The OpenMP power consumption test is with the -p
argument to primes1
or primes3
which involves ordered output or one thread writing output at a time. Other threads wait their turn, orderly. I expect for the waiting threads to be idle or consume low CPU utilization. That is not the case and seeing full 6400% CPU utilization (AMD Threadripper 3970X - 64 logical CPU threads) for printing prime numbers to /dev/null. Nothing like GNU GCC consuming just173% for the same test.
gcc -o primes1.gcc -O3 -fopenmp -I../src primes1.c -lm
clang -o primes1.clang -O3 -fopenmp -I../src primes1.c -lm
nvc -o primes1.nvc -O3 -mp=multicore -I../src primes1.c -lm
gcc -o primes3.gcc -O3 -fopenmp -I../src primes3.c -L/usr/local/lib64 -lprimesieve -lm
clang -o primes3.clang -O3 -fopenmp -I../src primes3.c -L/usr/local/lib64 -lprimesieve -lm
nvc -o primes3.nvc -O3 -mp=multicore -I../src primes3.c -L/usr/local/lib64 -lprimesieve -lm
OpenMP Ordered Power Consumption Test
Threadripper 3970X idle (browser NV forums page) 120 watts
./primes1.gcc 1e10 -p >/dev/null 10.173 secs, 201 watts
./primes1.clang 1e10 -p >/dev/null 12.729 secs, 288 watts
./primes1.nvc 1e10 -p >/dev/null 21.346 secs, 322 watts
./primes3.gcc 1e10 -p >/dev/null 7.092 secs, 181 watts
./primes3.clang 1e10 -p >/dev/null 8.876 secs, 274 watts
./primes3.nvc 1e10 -p >/dev/null 11.080 secs, 361 watts
OpenMP Performance Test
Threadripper 3970X idle (browser NV forums page) 120 watts
./primes1.gcc 1e12 16.168 secs, 399 watts
./primes1.clang 1e12 16.274 secs, 395 watts
./primes1.nvc 1e12 14.780 secs, 393 watts
./primes3.gcc 1e12 5.762 secs, 437 watts
./primes3.clang 1e12 6.277 secs, 434 watts
./primes3.nvc 1e12 5.755 secs, 442 watts
Am I wrong to wish for the waiting threads to be idle until signaled the mutex lock is available? The GNU GCC compiler passes, consuming much lower power consumption for ordered block.

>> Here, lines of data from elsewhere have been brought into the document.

Issue #1450, opened 2019-05-04
KafkaContainer#getBootstrapServers should return a helpful error if container not started


rnorth:
If `getBootstrapServers()` is called on `KafkaContainer` before the container has been started, a NPE arises:

```
Caused by: java.lang.NullPointerException
	at org.testcontainers.containers.KafkaContainer.getBootstrapServers(KafkaContainer.java:57)
```

It's not immediately clear what the problem is. 

It's plausible that the developer may have a mistake in their test code which means this method is called too early or the container is not started for some reason.

For developer experience, we should return a more helpful exception so that the problem can be pinpointed.

PR #1458, opened 2019-05-10
Simplify Kafka container by deferring the Kafka command

bsideup:
It is possible to remove the Socat & networks from KafkaContainer.

The algorithm:
1. Start container with command `sleep infinity`
1. After it started (but before the waits):
    1. If external ZK is not configured, start an internal one with `docker exec ...`
    1. start Kafka with `docker exec ...`


modules/kafka/src/main/java/org/testcontainers/containers/KafkaContainer.java
```diff
@@ -17,7 +21,7 @@
 
     protected String externalZookeeperConnect = null;
 
-    protected SocatContainer proxy;
+    private int port = -1;
```
kiview: Small nitpick, but what about adding a constant for magic number -1, like `PORT_NOT_INITIALIZED`?
Make the check a bit nicer too.

modules/kafka/src/main/java/org/testcontainers/containers/KafkaContainer.java
```diff
@@ -54,40 +56,67 @@ public KafkaContainer withExternalZookeeper(String connectString) {
...
-    protected void doStart() {
-        String networkAlias = getNetworkAliases().get(0);
-        proxy = new SocatContainer()
-                .withNetwork(getNetwork())
-                .withTarget(KAFKA_PORT, networkAlias)
-                .withTarget(ZOOKEEPER_PORT, networkAlias);
+    @NonNull
+    public synchronized Network getNetwork() {
+        if (super.getNetwork() == null) {
+            // Backward compatibility
```
kiview: Do we really want to add this for backward compatibility? IMO the network was an implementation detail before, not really part of the public API of the class.

modules/kafka/src/main/java/org/testcontainers/containers/KafkaContainer.java
```diff
@@ -54,40 +56,67 @@ public KafkaContainer withExternalZookeeper(String connectString) {
...
+
+        port = getMappedPort(KAFKA_PORT);
+
+        final String zookeeperConnect;
+        if (externalZookeeperConnect != null) {
+            zookeeperConnect = externalZookeeperConnect;
+        } else {
+            zookeeperConnect = "localhost:" + ZOOKEEPER_PORT;
+
+            // Start ZooKeeper
```
kiview: WDYT about moving the code to a private method called `startInternalZooKeeper()` and omit the comment? :man_shrugging:

modules/kafka/src/main/java/org/testcontainers/containers/KafkaContainer.java
```diff
@@ -54,40 +56,67 @@ public KafkaContainer withExternalZookeeper(String connectString) {
...
+                .exec();
+
+            dockerClient.execStartCmd(execCreateCmdResponse.getId()).exec(new ExecStartResultCallback()).awaitStarted(10, TimeUnit.SECONDS);
+        }
+
+        String internalIp = containerInfo.getNetworkSettings().getIpAddress();
+
+        ExecCreateCmdResponse execCreateCmdResponse = dockerClient.execCreateCmd(getContainerId())
+            .withCmd("sh", "-c", "" +
+                "export KAFKA_ZOOKEEPER_CONNECT=" + zookeeperConnect + "\n" +
```
kiview: Why the `\n` instead of using `&&`?
And we could also just use 
```
KAFKA_ZOOKEEPER_CONNECT=... KAFKA_ADVERTISED_LISTENERS=... /etc/confluent/docker/run
```
without the exports, or?

modules/kafka/src/main/java/org/testcontainers/containers/KafkaContainer.java
```diff
@@ -54,40 +56,67 @@ public KafkaContainer withExternalZookeeper(String connectString) {
     }
 
     public String getBootstrapServers() {
-        return String.format("PLAINTEXT://%s:%s", proxy.getContainerIpAddress(), proxy.getFirstMappedPort());
+        if (port == -1) {
+            throw new IllegalStateException("You should start Kafka container first");
```
rnorth: Nice - this will fix #1450

modules/kafka/src/main/java/org/testcontainers/containers/KafkaContainer.java
rnorth: Is the timing risky here? As in:
(a) could the container come up automatically on the bridge network, but then return a completely different network to user code when this method is called?
(b) Is it possible that this code will be invoked after the container is started, meaning that `withNetwork` is not going to do the right thing...

modules/kafka/src/main/java/org/testcontainers/containers/KafkaContainer.java
rnorth: Actually, maybe for legibility, treating this as a multi-line script is easier.

bsideup: @kiview actually, I was printing the script during the debugging, and the multiline exports were useful to see them one by one instead of a single long line :) Since it does not change anything (unless it does?), I would keep the multiline version :)

kiview: Alright, sounds reasonable.

modules/kafka/src/main/java/org/testcontainers/containers/KafkaContainer.java
bsideup: I've reverted the change, let's tackle it later (added a TODO)

modules/kafka/src/main/java/org/testcontainers/containers/KafkaContainer.java
kiview: Yeah, this is cute :)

Needless to say, I’m not in favor of mutex spin-loops if that is the reason seeing high power consumption for NVIDIA OpenMP ordered. What about thousands or millions of compute nodes (also cloud) using NVIDIA HPC compilers, running ordered or exclusive blocks? Does that mean cloud customers pay extra power consumption simply for threads waiting their turn?
I’m hoping the NVIDIA compiler engineers can resolve this.
I first witnessed the power consumption issue using Codon and will be submitting an issue ticket for LLVM.